Ultimately, Shadow AI is not an emerging risk. It is already present in most enterprises, whether visible or not. The question is no longer whether AI is being used but whether its use is understood, governed and accountable.
Organizations that move early to the “Department of How” model will not only reduce risk exposure; they will also gain the visibility required to scale AI safely.
Those that do not will continue to make critical decisions inside systems they cannot fully see or govern.
Q&A Recap
What does Shadow AI refer to?
Shadow AI refers to the unregulated integration and influence of AI systems on decision-making processes within organizations, which can bypass traditional security models.
What are the primary forces driving the internal “Cold War” mentioned in the blog?
The internal Cold War is driven by the rapid implementation of AI for productivity and cost reduction versus the need for security and governance controls.
How does traditional security struggle with AI adoption?
Traditional security models struggle because they focus on infrastructure control, which is insufficient for AI systems that influence decision-making.

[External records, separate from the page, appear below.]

Issue #696, opened 2026-07-24
Orphaned subagent workers can amplify recursive skill-watcher CPU and filesystem load


bigduu:
## Summary

Observed `bamboo subagent-worker` processes outlived their original parent and became reparented. Source and profiling evidence indicates that these workers can continue running skill-store live reload watchers. Because each watcher recursively watches broad roots and synchronously canonicalizes delivered event paths before filtering, accumulated workers can multiply CPU and filesystem metadata work.

This is a likely contributor to runtime-wide latency, but it is **not established as the sole cause** of slow session creation.

## Observed evidence

Repeated snapshots several seconds apart showed stable, non-transient accumulation:

- 80 `subagent-worker` processes
- 52 reparented to the service manager/init process
- Aggregate worker CPU: 119–453%
- Aggregate RSS: approximately 2.1 GiB

A five-second sample of a hot orphan was dominated by:

```text
SkillStore live reload
  -> watch-path filtering
    -> std::fs::canonicalize
      -> getattrlist
```

No HTTP, provider, or LLM-network stack was sampled in that worker.

Counterevidence against treating this as the only cause:

- Ten `/healthz` requests all returned HTTP 200; most completed in 1–8 ms, with two outliers around 280 ms and 392 ms.
- A session-creation request also completed successfully in 1.52 seconds during load.

The server therefore remained operational and responsive. The evidence supports resource amplification and intermittent scheduling/filesystem pressure, not a continuous process-wide stop-the-world.

### Worker lifecycle

The mailbox-bus worker path directly awaits the broker executor without an enclosing idle timeout:

https://github.com/bigduu/Bamboo-agent/blob/main/src/subagent_worker.rs#L139-L150

The explicit 300-second reusable-worker idle timeout applies only to the legacy direct-WebSocket path:

https://github.com/bigduu/Bamboo-agent/blob/main/src/subagent_worker.rs#L189-L204

Workers are launched with `kill_on_drop`, but that only helps while the owning `tokio::process::Child` handle remains alive and is dropped normally. It does not provide independent ownership detection or reclaim an already reparented worker:

https://github.com/bigduu/Bamboo-agent/blob/main/crates/infra/bamboo-subagent/src/fleet.rs#L88-L115

### Skill watcher amplification

Each skill store adds the Bamboo data-directory parent and project root as watch roots:

[...]

PR #812, opened 2026-08-07
fix: reclaim in-flight workers after broker disconnect (#742)

### LINKED ISSUE #742: Bus-path subagent worker never exits when owner is lost mid-run (drain waits forever on in-flight work)
## Summary

A bus-path `subagent-worker` that loses its owner **while a run is in flight** never exits. The drain condition at the heart of `serve_loop` requires `inflight.is_empty()`, but nothing cancels the admitted work when the owner/broker disappears — so the worker waits forever for a completion that can never arrive.

Measured: an orphaned worker with one in-flight run was **still alive after 900 s** (sampling stopped there, not the process). An identical idle worker exits in **~1 s** under the exact same kill.

This is the residual leak surface behind the accumulation reported in #696. It is **not** covered by the `#696` work-in-progress branch (`bamboo/fix/696-worker-watcher-lifecycle`, `72cd2097`): that commit adds an owner monitor which calls `shutdown.cancel()`, and `shutdown` only flips `messages_open = false` — it never cancels in-flight tokens, and the branch's `serve.rs` diff is **tracing-only** (no logic change).

## Reproduction (real production binary, no build required)

Binary: `/Applications/Bodhi AI.app/Contents/MacOS/bamboo` (`bamboo --version` = 0.0.0).

1. Start a standalone broker:
   ```
   bamboo broker serve --bind 127.0.0.1:19710 --token mytoken --root /tmp/e5/brokerroot
   ```
2. Start a worker under a killable parent shell, feeding a bus `ProvisionSpec` on stdin:
   ```json
   {
     "version": 1,
     "identity": { "child_id": "leak-e5", "parent_id": "leak-e5-parent", "role": "probe", "depth": 0 },
     "executor": { "kind": "echo" },
     "fabric_dir": "/tmp/e5/fabric",
     "storage_dir": "/tmp/e5/storage",
     "limits": {},
     "secrets": { "provider_credentials": [] },
     "reusable": true,
     "placement": { "kind": "local" },
     "bus": { "endpoint": "ws://127.0.0.1:19710", "token": "mytoken" }
   }
   ```
   Confirm the bus path: `lsof -p <worker> -a -i TCP` shows an **outbound ESTABLISHED to 19710 and zero LISTEN** (the legacy direct-WS path always has a LISTEN socket).
3. Drive one long run over the bus so `inflight` is non-empty, e.g. assignment `__sleep_ms:1800000`.
4. `kill -9` the broker **and** the parent shell.
5. Sample the worker.

### Result — in-flight worker (leaks)

```
14:43:07 SENT run id=f5a6f42c-... assignment="__sleep_ms:1800000 longrun payload"
14:43:15 === t=0 KILL broker(10021) + driver(39316) ===
14:43:16 t=+1s    ALIVE  11767 ppid=11764
14:43:45 t=+30s   ALIVE  11767
14:44:15 t=+60s   ALIVE  11767
14:45:45 t=+150s  ALIVE  11767
14:48:15 t=+300s  ALIVE  11767
14:52:15 t=+540s  ALIVE  11767
14:58:15 t=+900s  ALIVE  11767
14:58:15 === 900s elapsed, worker STILL ALIVE (stuck) ===
```

The connection is provably gone — the worker logged `broker reader task ended; connection closed` at `14:43:15.423`, and its sockets are all `CLOSED`:

```
bamboo 11767 12u IPv4 TCP localhost:50662->localhost:19710 (CLOSED)
bamboo 11767 14u IPv4 TCP localhost:51484->localhost:19710 (CLOSED)
bamboo 11767 15u IPv4 TCP localhost:51485->localhost:19710 (CLOSED)
```

So `messages_open == false` was satisfied within a second; only `inflight.is_empty()` kept it alive. CPU was 0.0% throughout — it is parked, not spinning.

### Control — idle worker (exits cleanly)

Same binary, same broker-kill, but no in-flight run:

| scenario | worker outcome |
|---|---|
| kill parent only, broker alive | leaks; PPID→1; alive at +349 s |
| kill parent **and** broker | **exits in ~1 s** |
| kill **broker only**, parent alive | **exits in ~1 s** |

The third row isolates the variable: connection loss alone is sufficient for an *idle* worker to exit. The only difference in the leaking case is a non-empty `inflight`.

## Root cause

`crates/app/bamboo-broker/src/serve.rs:247`

```rust
if !messages_open && inflight.is_empty() {
    break;
}
```

- `inflight` is inserted on admission (`serve.rs:229`) and removed only when the handler completes (`serve.rs:180`).
- The only cancellation path, `serve.rs:217` `tok.cancel()`, fires exclusively on an **explicit `Cancel` message** — which cannot arrive once the owner is gone.
- `serve_executor` passes a never-cancelled token (`serve.rs:306-311`, comment: *"A fresh, never-cancelled token"*), so arm B is dead on this entry point.
- There is **no drain deadline**: `grep -nE 'timeout|deadline|Duration::from|sleep'` over the `serve_loop` region returns nothing.

Net effect: connection loss stops *new* admissions but cannot terminate *existing* ones, and nothing bounds the wait.

### Aggravating factor: unbounded approval wait

`serve.rs:557-589` makes the stall permanent rather than merely long. The approval drain stores a oneshot sender in `waiters` (`serve.rs:570`) and then awaits with no timeout:

```rust
let approved = arx.await.unwrap_or(false);   // serve.rs:587
```

The entry is removed only on `ApprovalReply` (`serve.rs:417`). After owner loss that reply never comes, the sender is held by the map so it is never dropped, and `arx.await` neither resolves nor errors. Any run that requests a permission gate is then wedged forever, keeping `inflight` non-empty forever.

This matches the field profile exactly: long-lived orphans, all threads parked, 0% current CPU.

### Why the bus path has no timeout backstop

`src/subagent_worker.rs:143-151` returns early for the bus path:

```rust
if let Some(bus) = &spec.bus {
    ...
    return bamboo_broker::serve_executor(&bus.endpoint, me, &bus.token, executor).await
}
```

The idle/accept defenses live *below* that return (`subagent_worker.rs:189-204`) and apply only to the legacy direct-WS path. The parent sets `spec.limits.idle_timeout_secs = 300` in `actor_adapter.rs:697-701` with the comment *"so it self-reaps if orphaned"*, but on the bus path nobody reads it: `grep idle_timeout crates/app/bamboo-broker/src/` returns **0 hits**. Verified empirically — bus workers idled 21–25 min in production with no reaping.

Measured separately (legacy path only, for contrast): `reusable=false` exits at 108–123 s (`no connection within 120s; exiting`), `reusable=true` at 290–305 s. Note these count from **worker start**, not from owner death, so they bound residency only incidentally.

## Impact

- Orphans persist indefinitely instead of the intended ≤300 s, holding RSS, FDs and loopback sockets.
- Since `bamboo serve` embeds the broker, an app exit kills owner and broker together — the *idle* case self-heals, which is why this hid behind #696's watcher symptoms. Only workers caught mid-run leak, and those are exactly the ones that did real work.
- The retained FDs compound the loopback FD pressure tracked separately.

## Suggested fix

1. **Cancel in-flight work on owner/connection loss.** When `messages_open` goes false due to disconnect (`serve.rs:241`) or owner loss, iterate `inflight` and `tok.cancel()` — the tokens already exist and are already threaded into handlers.
2. **Bound the drain.** Give the post-disconnect drain a deadline; on expiry log the stuck ids and exit non-zero rather than waiting forever.
3. **Time-box the approval wait.** Wrap `serve.rs:587` in a timeout that fail-closes (deny) and removes the `waiters` entry, so a lost owner cannot wedge a run.
4. **Make `idle_timeout_secs` real on the bus path**, so the value `actor_adapter.rs:697-701` already sets has an effect.

(1)–(3) are independent; each alone converts an unbounded stall into a bounded one.

## Environment

- macOS Darwin 25.3.0 (arm64)
- `bamboo 0.0.0`, repo `main` @ `1ab5bfec`
- `serve.rs` blob is byte-identical from `befb0a7f` (2026-07-21) through the current worktree, so this behavior is unchanged across the window in which the field orphans accumulated.

## Verification notes

- The 900 s figure is where sampling stopped, not an observed exit; combined with the absence of any timer in the code path, the stall is unbounded rather than merely long.
- The approval-deadlock chain (`serve.rs:587` + `:417`) is derived from code plus the parked-thread profile; it was **not** separately reproduced end-to-end.

bigduu:
## Summary

- cancel and boundedly drain in-flight bus handlers when the broker connection is lost
- coalesce at-least-once duplicate `MsgId` admissions without overwriting task ownership, and ack durable copies only after successful completion
- preserve graceful shutdown delivery semantics while preventing detached forward and approval tasks
- fail closed and remove approval waiters after timeout, owner cancellation, delivery failure, sender loss, or task abort
- apply and test the provisioned idle timeout on the bus worker path
- bound post-abort joins and preserve a dedicated worker hard-exit boundary for synchronous, non-yielding tasks

## Root Cause

After the mailbox connection closed, the serve loop stopped accepting messages but left all admitted handler cancellation tokens untouched and waited indefinitely for `inflight` to become empty. Approval requests compounded the leak because their oneshot senders remained registered without a deadline. Dropped Tokio join handles could also detach nested forward/approval tasks.

Independent review additionally found that a repeated durable `MsgId` could overwrite the original `JoinHandle`, and that awaiting an aborted but synchronously blocked task had no upper bound. The follow-up commit coalesces active duplicates, remembers successful same-connection admissions with a bounded set, applies a second bounded abort-join window, and confines hard process exit to the hidden `subagent-worker` command.

The already-merged #696 process-owner guard covers physical parent-process loss. This change closes the residual broker-connection and in-flight cleanup paths described in #742.

## Test Plan

- `cargo test`
- `cargo test -p bamboo-broker` (92 unit tests plus bus E2E, russh, WS, and WSS suites)
- `cargo test --bin bamboo subagent_worker_errors_require_process_level_hard_exit`
- `cargo test -p bamboo-agent --lib subagent_worker::tests::bus_idle_timeout`
- `cargo clippy -p bamboo-broker --all-targets -- -D warnings`
- `cargo clippy -p bamboo-agent --bin bamboo --no-deps -- -D warnings`
- `git diff --check`

Closes #742

### DIFF
--- a/crates/app/bamboo-broker/src/client.rs
+++ b/crates/app/bamboo-broker/src/client.rs
@@ -194,6 +194,10 @@ pub struct BrokerClient {
     /// right now" (`next_message() -> None` but still alive) apart from "the
     /// connection died". See [`BrokerClient::reader_alive`].
     reader_alive: Arc<AtomicBool>,
+    /// Deterministic unit-test seam for exercising callers' ack-failure paths.
+    /// Compiled out of production clients entirely.
+    #[cfg(test)]
+    fail_next_ack: Arc<AtomicBool>,
 }
 
 impl BrokerClient {
@@ -348,6 +352,8 @@ impl BrokerClient {
             cancels,
             connected,
             reader_alive,
+            #[cfg(test)]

Why should security teams evolve from “Department of No” to “Department of How”?
Security teams should evolve to better enable and orchestrate AI adoption, ensuring early involvement for visibility, reducing shadow behavior and shaping risk rather than simply reacting to it.
How should ownership of AI risk be handled?
AI risk ownership should be distributed among business functions using AI, with security teams defining guardrails while operational accountability lies within specific departments.